I personally learned a lot by studying SQlite. The interesting thing is, that I did not go to the source code (though I just had a short look). I learned much by reading the technical material and specially looking at the internal commands it generates. It has an own stack based interpreter inside and you can read the P-Code it generates internally just by using explain. Thus you can see how various constructs are translated to the low-level engine (that is surprisingly simple -- but that is also the secret of its stability and efficiency).

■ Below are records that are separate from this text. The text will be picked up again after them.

PR #7247, opened 2026-06-23
Fix cross-OS snapshot flakiness in error-bar and crossfilter tests

iMoses:
Two enterprise snapshot tests rendered differently on macOS (local) than on Linux (CI) but never failed CI, because CI regenerates baselines with `--update`. Both are deterministic test-harness issues, not product bugs.

## error-bar AG-16943 "via update" tests
`proxy.update({...})` was called with raw options, dropping the harness's `animation: { enabled: false }` default and re-enabling animation. With no animation mock installed, the post-update frame was captured at a wall-clock-dependent point, so the settled state was captured on macOS but an early transition frame on Linux. Routed the update options through `prepareEnterpriseTestOptions` so the settled state is captured deterministically — matching the integrated-charts update tests.

## Crossfilter integrated-charts examples
`prepareTestOptions` set `params: undefined` for `ag-default-dark`, which also dropped the bundled-font (`Verdana` → registered Arimo) normalization. The crossfilter examples are the only ones using the dark theme, so they fell back to the theme's default font stack — which is unregistered and resolves to different system fonts per OS (San Francisco/Helvetica vs DejaVu/Liberation). Pinned `fontFamily` for dark themes while still letting the dark theme supply colours.

## Result
The 7 affected baselines are regenerated and now use the bundled, cross-platform-identical font and deterministic state. Full community (3707) and enterprise (2507) suites pass locally.


alantreadway (approved):
LGTM

PR #7253, opened 2026-06-24
Define explicit Fibonacci retracement ratio sets

alantreadway:
Resolves the SonarCloud quality-gate code smell flagged on `latest` for the Fibonacci retracement annotation utils.

The 4-band ratio set was derived by filtering specific magic-number literals (`23.6`, `78.6`) out of the 6-band array. Each band now maps to its own named constant (`FIBONACCI_RETRACEMENT_RATIOS_4` / `_6`), removing the magic numbers and making the sets robust to future changes of the source array.

The 10-band set concatenates the retracement and extension ratios and is now sorted with a numeric comparator, so band order stays ascending (significant for the rendering loop) without relying on the source arrays being pre-ordered relative to each other.

The resulting ratio arrays are identical to before, so there is no behavioural change.

Verified with `nx format`, `nx build:types ag-charts-enterprise`, and `nx lint ag-charts-enterprise` (0 errors).


packages/ag-charts-enterprise/src/features/annotations/utils/fibonacci.ts
```diff
@@ -2,14 +2,14 @@ import type { Bounds4 } from 'ag-charts-core';
...
+const FIBONACCI_RETRACEMENT_RATIOS_4 = [0, 38.2, 50, 61.8, 100];
+const FIBONACCI_RETRACEMENT_RATIOS_6 = [0, 23.6, 38.2, 50, 61.8, 78.6, 100];
 const FIBONACCI_EXTENSION_RATIOS = [161.8, 261.8, 361.8, 423.6];
-const FIBONACCI_RATIOS = [...FIBONACCI_RETRACEMENT_RATIOS, ...FIBONACCI_EXTENSION_RATIOS];
 
 const FIBONACCI_RATIOS_MAP: Record<FibonacciBands, number[]> = {
-    10: FIBONACCI_RATIOS,
-    6: FIBONACCI_RETRACEMENT_RATIOS,
-    4: FIBONACCI_RETRACEMENT_RATIOS.filter((r) => r !== 78.6 && r !== 23.6),
+    10: [...FIBONACCI_RETRACEMENT_RATIOS_6, ...FIBONACCI_EXTENSION_RATIOS].sort((a, b) => a - b),
```
iMoses: nit: `sort` is redundant

iMoses (approved):
LGTM

packages/ag-charts-enterprise/src/features/annotations/utils/fibonacci.ts
alantreadway:
```suggestion
    10: [...FIBONACCI_RETRACEMENT_RATIOS_6, ...FIBONACCI_EXTENSION_RATIOS],
```

alantreadway: Fixed, ta

PR #7626, opened 2026-07-29
Rulesync: fail on 'paths:' scoping, plus animation-trajectory rule updates

alantreadway:
Agentic tooling only — no product code.

- `verify-rulesync.sh` gains a source-frontmatter check: it **errors** when a `.rulesync/rules/*.md` declares its scope under `paths:` (rulesync accepts `globs:` and *emits* `paths:`, so the scope was silently dropped and the rule loaded in every conversation), and **warns** when a rule declares neither `globs:` nor `alwaysApply: true`. Content verification strips frontmatter before comparing, so this class of defect was structurally invisible to it.
- Fixes the three ag-charts rules that carried the defect: `api-contracts`, `entry-point-hygiene`, `module-support` (~172 lines / ~9 KB of context per conversation, unconditionally).
- Adds SYNC-LOG entry with the migration actions for consuming repos.
- Records animation-trajectory-test learnings in the rule and the migration skill (degenerate x-extents, non-finite values not visible in probe dumps, `monotonicTol` for radian properties, flat sampler keys, whole-scene sampling, the `spyOnAnimationManager`/`spyOnAnimationFrames` scope clash).
- Notes in the project-overview rule and `AGENTS.md` that `/ag-eng:git-conventions` is authoritative for branch/commit/PR format.

`verify-rulesync.sh` passes on this branch.


AG-DavidG (approved):
LGTM

PR #7632, opened 2026-07-29
Fix series-labels example interactivity and layout bugs

AG-DavidG:
Fixes interactivity and layout bugs found in the series-labels documentation examples (packages/ag-charts-website/src/content/docs/series-labels/):

- label-position: switching between bar/bar-horizontal/bubble no longer resets the placement to a hardcoded default when the dropdown already reflects a different choice
- label-orientation: defaults to plain `horizontal` (matching label-position's pattern) instead of a fallback array; data tuned so both fallback directions are demonstrable via the dropdown
- label-showcase: narrow stacked segment now sits between the other two; added a third placement fallback so its label doesn't hide at the container width used on the actual docs page
- label-threshold: widened the collision threshold slider range

https://ag-grid.atlassian.net/browse/CRT-1188

### DIFF
--- a/.github/workflows/ci.yml
+++ b/.github/workflows/ci.yml
@@ -43,10 +43,6 @@ env:
     BRANCH_NAME: ${{ github.head_ref || github.ref_name }}
     AG_LIBRARY: charts
     AG_SKIP_NATIVE_DEP_VERSION_CHECK: 1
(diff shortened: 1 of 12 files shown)


alantreadway (approved):
LGTM

PR #7643, opened 2026-07-30
CRT-1190 Exclude org-chart expander from click-selection

lsjroberts:
https://ag-grid.atlassian.net/browse/CRT-1190


olegat (approved):
LGTM

PR #7669, opened 2026-08-03
CRT-1198 Stop the product dropdown being cut off at smaller widths

skewis6:
https://ag-grid.atlassian.net/browse/CRT-1198

Fix #CRT-1198

The Products popup is a fixed `width: 800px` anchored with `left: 0` to the
switcher, which sits in the header's right-hand cluster — so it overhung the
viewport at every width the switcher renders at (75px clipped at 1120, still
5px at 1920), not just small ones.

It now anchors to `.headerInner` and right-aligns to the header's content
column, so its trailing edge lines up with the last nav item and it cannot be
clipped. `top` comes from the header row height because `.headerInner` is
multi-row in the wrapped states below `$docs-search-inline`; the visible effect
is that the popup hangs flush off the header instead of overlapping it by 15px.

Shared component — will need syncing to ag-grid and ag-studio, which both
override `$nav-collapse` / `$docs-search-inline`.


taktran (approved):

markdurrant (approved):
LGTM 👍

PR #7671, opened 2026-08-03
Fix crash when setting legend.pagination.marker.padding

alantreadway:
`legend.pagination.marker.padding` was validated by two separate schemas that had drifted: the copy in `commonChartOptionsDefs` (`ag-charts-core`) used `positiveNumber`, while the `legend` plugin module used `padding`. Both passes run — `validateChart` first, then `validatePluginOptions` — so the stricter copy won and cleared the value, leaving the option `undefined`. `Pagination.updateLabelPosition` then threw `TypeError: Cannot read properties of undefined (reading 'right')` once the legend paginated.

Both documented forms were affected, not just the object form: `OptionsGraph` forces `$applyPadding` on any key named `padding` even when a user option is present, and grafts the expanded object back for re-validation, so a scalar `padding: 6` was rejected too. The option was effectively unusable, despite `ag-charts-types` declaring `padding?: Padding` and documenting both forms.

**Changes**

- Extract `legendOptionsDefs` and `gradientLegendOptionsDefs` as shared consts in `ag-charts-core/src/config/chartDefaults.ts`, referenced by both `commonChartOptionsDefs` and the two plugin modules, so one definition backs both validation passes.
- Resolve the drifted line to `padding` — the form the runtime consumer (`pagination.ts`) requires and the public type documents. The `gradientLegend` half is a pure dedupe (the two copies were byte-identical) with no behaviour change.
- Regression coverage for both the partial-object and scalar forms, verified to fail when the old validator is restored.
- Identity guards on both schema pairs, so re-inlining a copy fails rather than silently drifting again. The shared helper lives in community test space since enterprise can import community but not the reverse.

Net −54 lines.

**Not included**

`ranges` has the same duplicated-schema hazard, but has diverged structurally rather than by one line — the enterprise `rangesOptionsDefs` has `gap`, `buttons` and `...stylesOptions` that core's block lacks. Unifying it means deciding where enterprise-only option shapes should live, so it's left for a follow-up.

### DIFF
--- a/packages/ag-charts-community/src/chart/legend/legendModule.test.ts
+++ b/packages/ag-charts-community/src/chart/legend/legendModule.test.ts
@@ -1,0 +1,12 @@
+import { describe, it } from 'vitest';
+
+import { commonChartOptionsDefs } from 'ag-charts-core';
+
+import { expectSharedOptionsDefs } from '../test/sharedOptionsDefs';
+import { LegendModule } from './legendModule';
+
+describe('LegendModule', () => {
+    it('shares its options schema with commonChartOptionsDefs', () => {
+        expectSharedOptionsDefs('legend', LegendModule.options, commonChartOptionsDefs.legend);
+    });
+});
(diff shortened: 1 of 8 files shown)


iMoses (approved):
LGTM

PR #7672, opened 2026-08-03
Fix update-versions-data silently mislabelling every version

taktran:
`nx update-versions-data ag-charts-website` is currently destructive. Both archive
URLs it read are gone: `charts.ag-grid.com/archive` is a legacy directory listing
that stops at 10.1.0, and `/charts/archive` now redirects to
`/charts/documentation-archive/`. The site also rejects non-browser clients with a
403 regardless of path.

Both failures were swallowed. `getWebsiteVersions()` returned an empty list, and
because `noDocs` is derived from "version absent from the archive", every entry
got `noDocs: true` - which filters it out of `VersionsSelector` and the archive
`MajorTable`. Running the target on `b14.1.0` today empties both.

- Read `/charts/documentation-archive/` and match the absolute hrefs it actually
  serves (`href="https://charts.ag-grid.com/archive/10.0.0/documentation"`); the
  old regex expected an Apache directory listing.
- Collapse the two URLs into that one page. It is a strict superset: it lists 46
  versions (9.0.1 - 14.0.2) against the legacy listing's 11 (9.0.1 - 10.1.0), and
  every version the legacy listing had also appears there.
- Send a browser `User-Agent` so the request is not rejected.
- Throw on a non-OK response or an empty version list rather than writing a file
  derived from nothing.
- Exempt the newest entry from the `noDocs` check: the live release is served
  from the main docs site, so it is never in the archive and must not be flagged.
  Without this, `14.1.0` itself would be dropped from the selector.

`MIN_VERSION` is unchanged at 9.0.1, which still matches the earliest archived
version.

The second commit is the resulting data refresh, adding the nine released
versions missing from the list. Every flag was cross-checked against the live
archive: 14.0.2 and 14.0.1 are archived (no `noDocs`); 13.3.1, 11.2.4, 11.2.3,
10.3.9, 10.3.8, 10.3.7 and 10.3.6 are not (flagged). Nothing lost a flag it
should have kept, and `14.1.0` is untouched.

Same fix as ag-grid and ag-studio, which have the identical script.

### DIFF
--- a/packages/ag-charts-website/scripts/versions-data/updateVersionsData.ts
+++ b/packages/ag-charts-website/scripts/versions-data/updateVersionsData.ts
@@ -4,8 +4,16 @@ import * as fs from 'fs/promises';
 
 // Absolute path from the root directory
 const VERSIONS_DATA_PATH = 'packages/ag-charts-website/src/content/versions/ag-charts-versions.json';
-const WEBSITE_ARCHIVE_URLS = ['https://charts.ag-grid.com/archive', 'https://www.ag-grid.com/charts/archive'];
+// Supersedes the two URLs this previously read. The legacy charts.ag-grid.com/archive
+// listing only went up to 10.1.0, and every version it listed also appears here.
+const WEBSITE_ARCHIVE_URL = 'https://www.ag-grid.com/charts/documentation-archive/';
 const MIN_VERSION = '9.0.1';
+
+// The archive page is served behind a filter that rejects non-browser clients with
+// a 403, so identify as one. Without this every request fails and the script would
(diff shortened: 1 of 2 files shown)


taktran:
Closing in favour of #7674.

This fixed how the archive pages were fetched but kept the underlying mistake: `/charts/documentation-archive/` is generated from the very JSON file the script writes (`MajorTable` filters entries by `!entry.noDocs`), so deriving `noDocs` from it is circular and self-reinforcing - once a version is flagged it drops off the page and stays flagged forever.

#7674 asks the server whether `…/archive/<version>/` exists instead.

I would suggest focusing on www.sqlite.org
It's recent, small (source code 1MB), open source (so you can figure it out for yourself)...
Books have been written about how it is implemented:
http://www.sqlite.org/books.html
It runs on a variety of operating systems for both desktop computers and mobile phones so experimenting is easy and learning about it will be useful right now and in the future.
It even has a decent community here: https://stackoverflow.com/questions/tagged/sqlite
Okay, I have found a site which has some information on SQL and implementation - it is a bit hard to link to the page which lists all the tutorials, so I will link them one by one:
http://c2.com/cgi/wiki?CategoryPattern
http://c2.com/cgi/wiki?SliceResultVertically
http://c2.com/cgi/wiki?SqlMyopia
http://c2.com/cgi/wiki?SqlPattern
http://c2.com/cgi/wiki?StructuredQueryLanguage
http://c2.com/cgi/wiki?TemplateTables
http://c2.com/cgi/wiki?ThinkSqlAsConstraintSatisfaction
may be you can learn from HSQLDB. I think they offers small and simple database for learning. you can look at the codes since it is open source.
If MySQL interests you, I would also suggest this wiki page, which has got some information about how MySQL works. Also, you might want to take a look at Understanding MySQL Internals.
You might also consider looking at a non-SQL interface for your Database engine. Please take a look at Apache CouchDB. Its what you would call, a document oriented database system.
Good Luck!
I am not sure whether it would fit to your requirements but I had implemented a simple file oriented database with support for simple (SELECT, INSERT , UPDATE ) using perl.
What I did was I stored each table as a file on disk and entries with a well defined pattern and manipulated the data using in built linux tools like awk and sed. for improving efficiency, frequently accessed data were cached.